Reply with one number only: the count of lines below that contain the word "provider".

====

PR #831, opened 2026-09-18
fix: make Console Go Muse routes usable in collaboration

lorianlee98-spec:
Two defects made the paid Console Go Muse Contributor routes unusable inside a
multi-agent session, one on each side of the relationship. Both were measured
against the live routes, and both are fixed here.

## Delegating to a Muse child

A delegated child on these routes died before its first token:

```
opencode rejected the request for Muse Spark 1.3 Contributor (opencode Go).
(HTTP 400: {"model":"muse-spark-1.3-contributor","error":{"param":"input[5]",
"type":"invalid_request_error","message":"Error from provider (Console Go):
Upstream request failed: [invalid_request_error] `input[5]` did not match any
supported type"}})
```

Codex hands work to a child as an `agent_message` item. When the parent is
routed, the task text is stored as plaintext under `encrypted_content`;
`normalizeRoutedAgentInput` recovers it and replaces that part with `input_text`,
but the item keeps `type: "agent_message"`, which is a Codex collaboration item
and not part of the public Responses schema. Console Go rejects that item type by
name on these two upstreams -- a request whose only input item is an
`agent_message` answers 400 with exactly the message above, while message,
reasoning and function items are accepted.

The Zen free pair and the native DeepSeek route already convert the handoff to an
equivalent user message (`zenFreeCompatibleInput`, `deepSeekResponsesInput`).
`consoleGoCompatibleInput` does the same on the exact upstreams measured
rejecting it (`muse-spark-1.2-contributor`, `muse-spark-1.3-contributor` behind
`opencode-go-responses`), at both places that build that route's body: the routed
turn (`buildRoutedRequest`) and compaction (`summarizeWith`), so a child session
cannot pass its first turn and then die on its first summary.

Sibling Console Go routes are not silently affected: `opencode-go-responses/gpt-5.6-luna`
answers the same item with its own contract (`Missing required parameter:
'input[0].author'`), and `grok-oauth/grok-4.6` reaches its provider through
LiteLLM's Chat bridge, which normalizes the item. They keep the item unchanged.

## Collaboration calls made from a Muse parent

With Muse Spark 1.3 as the parent, every collaboration tool answered
`unsupported call: collaboration__spawn_agent`. The stream described the same
call two different ways:

```
response.output_item.added  -> { name: "spawn_agent",   namespace: "collaboration" }
response.output_item.done   -> { name: "collaboration__spawn_agent" }
```

Codex executes the terminal item, so the restored `added` event never helped.
`normalizeResponsesEvent` restored the namespace only for
`response.output_item.added`; the `done` item and the `response.completed`
snapshot were forwarded exactly as the provider wrote them.

Both places now restore the same call, which also keeps the three descriptions of
one call in agreement on any Responses route that relays flattened names.

## Validation

- New test in `test/namespace-relay-routing.test.mjs`: the handoff reaches both
  Muse Contributor routes as a user message carrying the recovered task text,
  while a sibling Console Go route keeps the item it was written for. With
  `src/router.mjs` reverted the test fails; with the fix it passes.
- New test in `test/qwen-plan-namespace-restoration.test.mjs`: the terminal item
  and the completion snapshot come back namespaced. With `src/openai-adapters.mjs`
  reverted the test fails; with the fix it passes.
- `npm run check`.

====

*ANSWER:* 3